The B&W ebony is stellar and fits that kit very well.


----------



## pastorbill1952 (Nov 17, 2005)

I like them all and for different reasons.  The Churchhill because of the grain of the wood, the PF for the shape of the pen, the Jr Gent because of the closed end, though I prefer rounder shape on the end (rememerbing my Schaeffer days).  The flashlight really looks dynamic with the CM.


----------



## wdcav1952 (Nov 17, 2005)

Awesome Wayne!  Pardon me if I am not surprised as all of your work is of this quality.


----------



## rtjw (Nov 17, 2005)

Good looking set of pens. Love the churchill, that is the first one I have really liked.


----------



## gerryr (Nov 17, 2005)

Really nice work.  The Churchill is really striking.


----------



## angboy (Nov 17, 2005)

Like everyone else, I really like that Churchill! The blanks of B&W ebony I've seen have never looked that interesting! And the kit with the black and the long end really highlights the colors in the wood! Veyr good choice!


----------



## wayneis (Nov 17, 2005)

Anthony you don't have to use the rings, just cut the blank a touch longer to make up for it and leave them off.  In fact if you wanted to you could also leave the gold trim off on the lower end of the bottom barrel.

Wayne



> _Originally posted by PenWorks_
> <br />Busy , busy, busy......The best Churchill I seen so far. The stripped Ebony realy blends well with the trim.
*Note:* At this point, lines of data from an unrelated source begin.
Issue #8197, opened 2023-01-18
WAL support for Promtail


thepalbi:
This issue is a spin off the the following PR: https://github.com/grafana/loki/pull/7993
Design is being discussed in the following [doc](https://docs.google.com/document/d/1dDPRtGDb_ckNjtnbQ4DT8ZkfC2635l8tAXD5QOZ7gjc/edit#).

## Steps

- [x] Re-license some of Loki's WAL bits https://github.com/grafana/loki/pull/8315
- [x] Implement WAL writer side https://github.com/grafana/loki/pull/8267
- [x] Implement WAL reader side https://github.com/grafana/loki/pull/8302
- [x] Improve resource consumption of WAL watcher in low-resources hardware. See [this](https://github.com/prometheus/prometheus/issues/11625) and [this](https://github.com/grafana/loki/pull/8302#pullrequestreview-1353613973)
  - https://github.com/grafana/loki/pull/9135 
- [ ] Refactor all remote write clients instantiation under the new `client.Manager` https://github.com/grafana/loki/pull/9908
- [ ] [Design] how to efficiently cleanup old segments
  - This should aim in a perfect scenario, to cleanup old segments once all entries they had were remote-written by each rw client.
- [ ] [implementation] how to efficiently cleanup old segments
- [ ] Implement WAL replay
  - Might be implemented just letting the watchers re-read all existing segments
  - Requires a better old segment cleanup, if not, turning on and off promtail will end up in a lot of duplicates
- [x] Tune WAL for buffering
  - [x] Batch series and samples wal writes https://github.com/grafana/loki/pull/8489

## After
- [x] Revamp the WAL entries approach, avoiding the need to write series in each WAL entry (maybe already tackled by https://github.com/grafana/loki/pull/8489)

thepalbi:
Closing as this was implemented in https://grafana.com/docs/agent/next/flow/reference/components/loki.write/

PR #8267, opened 2023-01-24
Promtail WAL support: Implement writer side

thepalbi:

This PR is the first in a series that will implement WAL support into Promtail. The main objective of this PR is implement the writer side of WAL. 
Note that enabling WAL with the implementation as is will cause entries scraped to be written to WAL, but not remote written. Therefore, should not be used until the whole implementation is completed.

Apart form this, this PR includes a new primitive that will be extender in the following editions: `client.Manager`. This new component will be responsible for instantiating the correct remote write client, and handle the orchestration from the channel scraping targets write to, to the clients themselves. Also, will handle the graceful shutdown of bespoke clients.

Part of #8197 

- Since there's a licensing conflict between primitives under the `ingester` package (AGPL), dependencies have been copied over under promtail, which is Apache.

**Checklist**
- [ ] Documentation added
- [ ] Tests updated
- [ ] `CHANGELOG.md` updated


clients/pkg/promtail/wal/reader.go
```diff
@@ -0,0 +1,61 @@
...
+import (
+	"fmt"
+
+	"github.com/prometheus/common/model"
+
+	"github.com/grafana/loki/clients/pkg/promtail/api"
+
+	"github.com/grafana/loki/pkg/ingester"
+	"github.com/grafana/loki/pkg/util"
+	wal2 "github.com/grafana/loki/pkg/util/wal"
```
cstyan, line 12: unfortunately this code is AGPL so we'll need to either need to go through the necessary bits to move it to a different path that can be licensed differently, or duplicate the functionality

clients/pkg/promtail/client/manager.go
```diff
@@ -0,0 +1,49 @@
...
+
+// Manager manages remote write client instantiation, and connects the related components to orchestrate the flow of api.Entry
+// from the scrape targets, to the remote write clients themselves.
+//
+// Right now it just supports instantiating the WAL writer side of the future-to-be WAL enabled client. In follow-up
+// work, tracked in https://github.com/grafana/loki/issues/8197, this Manager will be responsible for instantiating all client
+// types: Logger, Multi and WAL.
+type Manager struct {
+	clientChannelHandler api.EntryHandler
+}
```
cstyan, line 19: We want each steps PR to be as standalone as possible and ideally not introduce a codepath that does nothing, let me know if this makes sense:
- in this PR the Manager should also contain a field `clients []Client`
- manager should also implement the Client interface, and it's functions would just range over it's internal `clients`

This would allow us to instantiate the Manager and any current implementation of the `Client` interface, and still be able to write both to the WAL and to the client correctly and thus "enable" the WAL but not break remote writing of log lines.

clients/pkg/promtail/client/manager.go
```diff
@@ -0,0 +1,49 @@
...
+
+// NewManager creates a new Manager
+func NewManager(reg prometheus.Registerer, logger log.Logger, walCfg wal.Config) (*Manager, error) {
```
cstyan, line 22: this should take the general `clients` block of the promtail config and instantiate all the clients

clients/pkg/promtail/client/manager.go
```diff
@@ -0,0 +1,49 @@
...
+	// TODO: refactor this to instantiate all clients types
+	pWAL, err := wal.New(walCfg, logger, reg)
+	if err != nil {
+		return nil, err
+	}
+	walWriter := wal.NewWriter(pWAL, logger)
```
cstyan, line 28: new writer should be created in promtails `main.go`, and passed to all the scrape jobs from there

here is where we would create the watcher for each client in a follow up PR

clients/pkg/promtail/client/client_test.go
```diff
@@ -319,7 +311,7 @@ func TestClient_Handle(t *testing.T) {
 			receivedReqsChan := make(chan receivedReq, 10)
 
 			// Start a local HTTP server
-			server := httptest.NewServer(createServerHandler(receivedReqsChan, testData.serverResponseStatus))
```
thepalbi, line 322: refactored out some testing utils

clients/pkg/promtail/wal/encoding.go
```diff
@@ -0,0 +1,256 @@
+package wal
```
thepalbi, line 1: should I add a comment on top of the copied files due to licensing, clarifying that?

clients/pkg/promtail/client/manager.go
cstyan: I don't think I agree. The components that bring logs into the system and store them to the WAL should be separated from the components that need to read logs from the WAL and send them over the wire to Loki.

The discovery/scrape targets are responsible for reading log files or grabbing logs data from an external system, and thus should probably be managed by a single overarching struct which also either creates the WAL instance and passes an interface for it to those target routines, or takes the interface as part of it's own construction and can pass it to the targets that way.

The client manager struct is then completely separate, and only takes in some interface for receiving logs (which in reality could be just the existing channel passing we do, or the WAL watcher interface/channel we're working on now, as long as both satisfy the same interface) that it can then duplicate and send to all clients that have been started.

thepalbi: After taking a second look I agree with you. It's not part of the client manager concern to route entries emitted by the scraping target to the WAL itself. The WAL itself should act as barrier between the scraping side (scraping targets + writing to the WAL) and the remote write side (reading from the WAL + remote writing).

The only part I'm not that convinced is where to the logic of, for the time being, writing entries produced by scraping target to both the WAL and the clients. I feel it's a smell to create a separate components that does this fanout since it will be removed shorty after.

I took a stab at adding this inside the WAL writer, I think it's not a bad place considering it will live there just until we get [this done](https://github.com/grafana/loki/pull/8302).

clients/pkg/promtail/wal/reader.go
thepalbi: Re-licensed this bit as discussed. This [PR](https://github.com/grafana/loki/pull/8315) contains those changes to keep them separate. Will rebase after.

clients/pkg/promtail/promtail.go
```diff
@@ -162,7 +166,20 @@ func (p *Promtail) reloadConfig(cfg *config.Config) error {
...
+	if cfg.WAL.Enabled {
+		pWAL, err := wal.New(cfg.WAL, p.logger, p.reg)
+		if err != nil {
+			return fmt.Errorf("error starting WAL: %w", err)
+		}
+		p.walWriter = wal.NewWriter(pWAL, p.logger, p.client)
+		entriesSink = p.walWriter
+	}
+
+	tms, err := targets.NewTargetManagers(p, p.reg, p.logger, cfg.PositionsConfig, entriesSink, cfg.ScrapeConfig, &cfg.TargetConfig)
```
cstyan, line 182: I think it probably makes more sense to have promtail have a field that is an entry handler, and during the loading of the config here we create an entry handler that wraps both the list of clients and the walWriter, rather than doing the propagation of the channel data within the wal writer.

clients/pkg/promtail/client/manager.go
```diff
@@ -0,0 +1,107 @@
...
+	clients := make([]Client, 0, len(clientCfgs))
+	for _, cfg := range clientCfgs {
+		client, err := New(metrics, cfg, maxStreams, maxLineSize, maxLineSizeTruncate, logger)
+		if err != nil {
+			return nil, err
+		}
+
+		// Don't allow duplicate clients, we have client specific metrics that need at least one unique label value (name).
+		if _, ok := clientsCheck[client.Name()]; ok {
+			return nil, fmt.Errorf("duplicate client configs are not allowed, found duplicate for URL: %s", cfg.URL)
```
kgeckhart, line 47: Does this error need to reference the name instead of the URL?

thepalbi: Yhea I think it probably should, since it's whats checking, just copied for this the [current impl](https://github.com/grafana/loki/blob/main/clients/pkg/promtail/client/multi.go#L39). Will update it!

clients/pkg/promtail/promtail.go
thepalbi: Yhea same, wasn't that happy with how it looked adding the fanout inside the writer. Moved it to promtail.go, and added a new slim component that does the fanout.

thepalbi: In [this commit](https://github.com/grafana/loki/pull/8267/commits/5af6e20ec688caf4e327f32346680f1626c02061) the fanout is moved out of the `Writer`, and done in `promtail.go` via a `EntryHandlerFanouter`, component that takes n entry handlers and exposes a single one, performing a fanout. Could be re-used when the `client.Manager` needs to implement the same functionality as the current multiclient.

thepalbi:
@cstyan , the latest changes should be from [this commit](https://github.com/grafana/loki/pull/8267/commits/a8533b953d334742c05a2e8b98c21dfaa8b71cea) onwards. I tried to remove all unnecessary changes after the rebase, and sorted all imports to make the reviewal process easier. To give a summary for what I changes since last time:
- Do fanout to wal writer and client manager as mentioned [here](https://github.com/grafana/loki/pull/8267#discussion_r1089563543)
- Implemented simple old wal segments cleaner, this is the [starting commit](https://github.com/grafana/loki/pull/8267/commits/442052537f2dace69af210d3ea5a8d65a7e22b42), but you could just look for in under `pkg/promtail/wal/writer.go`
- Cleanups

I implemented the old segments cleanup in this PR to at least support alongside with this PR, a very simple cleanup system allows a wal-enabled promtail to run without running the host out of disk

clients/pkg/promtail/wal/writer.go
```diff
@@ -54,6 +78,30 @@ func (wrt *Writer) start() {
 			wrt.toClients.Chan() <- e
 		}
 	}()
+	// WAL cleanup routine that cleans old segments
+	wrt.wg.Add(1)
+	go func() {
+		defer wrt.wg.Done()
+		// By cleaning every 10th of the configured threshold for considering a segment old, we are allowing a maximum slip
```
cstyan, line 96: :+1:

clients/pkg/promtail/utils/entries.go
```diff
@@ -0,0 +1,45 @@
...
+	multiplex.wg.Add(1)
+	go func() {
+		defer multiplex.wg.Done()
+		for e := range multiplex.entries {
+			for _, handler := range multiplex.handlers {
+				handler.Chan() <- e
+			}
+		}
+	}()
+	return multiplex
```
cstyan, line 32: shouldn't we be running each channel send in a go routine and, have the `wg.Add(multiplex.Entries*multiplex.handlers)` and then inside each goroutinne `defer wg.Done()`

clients/pkg/promtail/utils/entries.go
```diff
@@ -0,0 +1,45 @@
+package utils
+
+import (
+	"sync"
+
+	"github.com/grafana/loki/clients/pkg/promtail/api"
+)
+
+// EntryHandlerFanouter implements api.EntryHandler, fanning out received entries to one or multiple channels.
+type EntryHandlerFanouter struct {
```
cstyan, line 10: nit: can we call this `FanoutEntryHandler`

clients/pkg/promtail/utils/entries.go
```diff
@@ -0,0 +1,45 @@
...
+	entries  chan api.Entry
+	handlers []api.EntryHandler
+
+	once sync.Once
+	wg   sync.WaitGroup
+}
+
+func NewEntryHandlerFanouter(handlers ...api.EntryHandler) *EntryHandlerFanouter {
```
cstyan, line 18: name would change here too

clients/pkg/promtail/wal/writer.go
```diff
@@ -0,0 +1,258 @@
...
+// Also, since Writer is responsible for all changing operations over the WAL, therefore a routine is run for cleaning
+// old segments.
+type Writer struct {
+	entries     chan api.Entry
+	log         log.Logger
+	wg          sync.WaitGroup
+	once        sync.Once
+	wal         WAL
+	entryWriter *entryWriter
+	toClients   api.EntryHandler
```
cstyan, line 41: it looks like `toClients` and related tests are no longer needed

clients/pkg/promtail/utils/entries.go
thepalbi: That's actually not a bad idea, we'd have:
1. one main go routine which listens to the channel the `FanoutEntryHandler` exposes, FEH for shorten
2. upon receiving one entry, the fanout is done with one go routine per channel send
3. the go routine in 1) will only read the next message from the channel once all in 2) have completed

We need that wait until all have finished in 3), because if not, we could be reading yet another message without knowing the previous one has been fanned out properly.

Like it!

cstyan (commented):
almost there, I think we just need a nice way to shutdown the fanout handler and ensure data that was queued in it's channel is sent

clients/pkg/promtail/utils/entries.go
```diff
@@ -6,38 +6,51 @@ import (
...
 		entries:  make(chan api.Entry),
 		handlers: handlers,
 	}
-	multiplex.wg.Add(1)
+	eh.start()
+	return eh
+}
+
+func (eh *FanoutEntryHandler) start() {
+	eh.wg.Add(1)
```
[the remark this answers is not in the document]
thepalbi: that wg is the one that allows us to wait on `fanout.Stop()` that the main routine gracefully stopped right? Without it, we might return from stop, while the routine is sending an entry it already read from the `eh.entries` channel.

clients/pkg/promtail/utils/entries.go
```diff
@@ -6,38 +6,51 @@ import (
...
 	entries  chan api.Entry
 	handlers []api.EntryHandler
 
 	once sync.Once
 	wg   sync.WaitGroup
 }
 
-func NewEntryHandlerFanouter(handlers ...api.EntryHandler) *EntryHandlerFanouter {
-	multiplex := &EntryHandlerFanouter{
+func NewFanoutEntryHandler(handlers ...api.EntryHandler) *FanoutEntryHandler {
```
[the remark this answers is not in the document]
thepalbi: What this new channel you mention for? Right now when we stop the following occurs:
1. Within `eh.Stop()`
  1. the `eh.entries` channel is closed
  2. the routine running stop (main one) blocks until `eh.wg` is cleared
2. within the routine in `eh.start()`:
  1. If it was waiting for a new entry to be sent in line 31 -> break out of the for loop, signal `eh.wg` and return
  2. if it was sending an entry -> N go routines are running sending entries, and the routine in 2) is waiting for them to finish

I think we could add some kind of timeout mechanism that is started upon calling `Stop()`, that from that moment on if the entry being processed in 2) is not sent before T time, exit. wdyt?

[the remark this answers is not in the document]
thepalbi: Explored the idea [here](https://github.com/grafana/loki/compare/pablo/wal-part-1...pablo/wal-fanout-with-timeout?expand=1), let me know what you think 😃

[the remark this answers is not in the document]
cstyan: Ah yeah you're right, I missed the stop function. A select loop to try and send remaining data before exiting is what I was thinking. Prometheus' `runShard` [function](https://github.com/prometheus/prometheus/blob/main/storage/remote/queue_manager.go#L1328) hard exists on a specific context being cancelled, and the hard shutdown is enforced after a timeout within the stop function , see [here](https://github.com/prometheus/prometheus/blob/main/storage/remote/queue_manager.go#L1119-L1152).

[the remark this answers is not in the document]
thepalbi: Got it, then it's something like I thought [here](https://github.com/grafana/loki/compare/pablo/wal-part-1...pablo/wal-fanout-with-timeout?expand=1). Like those examples, will review it and implement something that mechanism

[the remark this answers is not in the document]
thepalbi: @cstyan done, let me know what you think!

clients/pkg/promtail/utils/entries.go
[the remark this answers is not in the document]
thepalbi: Removed that wait group in favour of a hand-made one with a channel in order to be able to wait on it, much like in [here](https://github.com/prometheus/prometheus/blob/main/storage/remote/queue_manager.go#L1072)

clients/pkg/promtail/promtail.go
```diff
@@ -139,14 +148,44 @@ func (p *Promtail) reloadConfig(cfg *config.Config) error {
...
+		p.walWriter, err = wal.NewWriter(cfg.WAL, p.logger, p.reg)
+		if err != nil {
+			return fmt.Errorf("failed to create wal writer: %w", err)
+		}
+		entryHandlers = append(entryHandlers, p.walWriter)
+	}
+
+	p.entriesFanout = utils.NewFanoutEntryHandler(timeoutUntilFanoutHardStop, entryHandlers...)
+
+	tms, err := targets.NewTargetManagers(p, p.reg, p.logger, cfg.PositionsConfig, p.entriesFanout, cfg.ScrapeConfig, &cfg.TargetConfig)
```
cstyan, line 188: last comment, I think; it feels to me like the creation of the WAL writer should be above within the previous `else if cfg.WAL.Enabled`, and we could reassign the fanout writer to `p.client`

if the usage of the actual Client type for `p.client` makes that difficult lets just find a way to combine these two if statements so that we don't make our job harder when refactoring, we could make `p.walWriter` a pointer, and check if the pointer isn't null when deciding whether to create the entries fanout?

thepalbi: Yhea also wasn't fond of that double if now that you mention. Moved a bit the code so that we have a single if branch related to wal-enabled behaviour. I think we can keep the fanout if wal is disabled, since it adds the graceful shutdown which is not there otherwise.

Also, we should keep a Client implementing interface in `p.client`, since it's part of the interface the main promtail objects exposes. In the future, this will be just the `client.Manager`.

Let me know wdyt!

cstyan (approved):
LGTM, thanks for all your hard work here @thepalbi 

I'll wait until Monday morning before merging just in case any else has been meaning to take a look at this.

PR #8272, opened 2023-01-25
Remove creationTimestamp: null

patsevanton:
CreationTimestamp is a timestamp representing the server time when this object was created. It is not guaranteed to be set in happens-before order across separate operations. Clients may not set this value. It is represented in RFC3339 form and is in UTC. https://github.com/kubernetes/apimachinery/blob/master/pkg/apis/meta/v1/types.go#L179

Signed-off-by: Anton Patsev <patsev.anton@gmail.com>

Which of these should I fill out in this PR ?
Should i change version operator?

**Checklist**
- [ ] Documentation added
- [ ] Tests updated
- [ ] `CHANGELOG.md` updated

### DIFF
--- a/operator/bundle/manifests/loki-operator-controller-manager-metrics-service_v1_service.yaml
+++ b/operator/bundle/manifests/loki-operator-controller-manager-metrics-service_v1_service.yaml
@@ -3,7 +3,6 @@ kind: Service
 metadata:
   annotations:
     service.beta.openshift.io/serving-cert-secret-name: loki-operator-metrics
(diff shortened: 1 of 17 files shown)


periklis:
@patsevanton If you are a user of the Loki Operator and you spotted an error by the generated `creationTimestamp: null` instances then please let me know more about. If no error occurred, I will advise to leave the manifests in the operator folder untouched. FWIW these files are generated by the operator-sdk (underlying kubebuilder) and so far this worked without any incidents.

I have not ordered any yet, I just can't get past the black trim with the gold rings or the center band reminds me of an Americana. Never seen a flashlight before, that is cool, and I think cumberland is tops for pen material, that one is nice.


----------



## wayneis (Nov 17, 2005)

Rob the flashlight kits come from Berea, at least mine do.  PSI has some also but I had trouble with them.

Wayne


----------



## BigRob777 (Nov 17, 2005)

Wayne,
Thanks.  I think I'll pick up a few.  Don't want to be kept in the dark.[xx(] ooh! that was poor!  I'll check with BB.  I'm getting ready to buy some kits from him anyway.
Rob


----------



## Fangar (Nov 17, 2005)

Wayne,

Those all look great!  

In regards to the penlight... I think you mentioned in that email that you did both PSI penlight kits.  I think I like the one without the end cap switch as well.  Can you tell me from your experience, whether there are plastic parts that can't be teporarily removed from the kit parts.  If I were to powdercoat the parts black, the plastic pieces would have to be removed of course.

Thanks in advance,

Fangar


----------



## Rifleman1776 (Nov 17, 2005)

The B&W Churchill is particularly eye-catching. First time I have seen an item turned from that wood. The pictures of blanks don't look all that appealing but your finished product is a stopper. Are those rings at the bottom part of the hardware or inlays? Can't tell from the picture.


----------



## wayneis (Nov 17, 2005)

James I like the Berea kit better.  I also don't care for the one that turns on with the button, they wear out faster.  I don't have an unassembled kit here right now but from looking at this one you could coat the clip, the centerband and the end with the light bulb, you would not be able to coat the button or the trim ring on the top.  The light that I like the best that Berea sells you could coat all of the parts with no problems I believe.

Wayne


----------



## Fangar (Nov 17, 2005)

Thanks Wayne.  I will try to email Bill B to see if he can shed some "Light" on the situation.  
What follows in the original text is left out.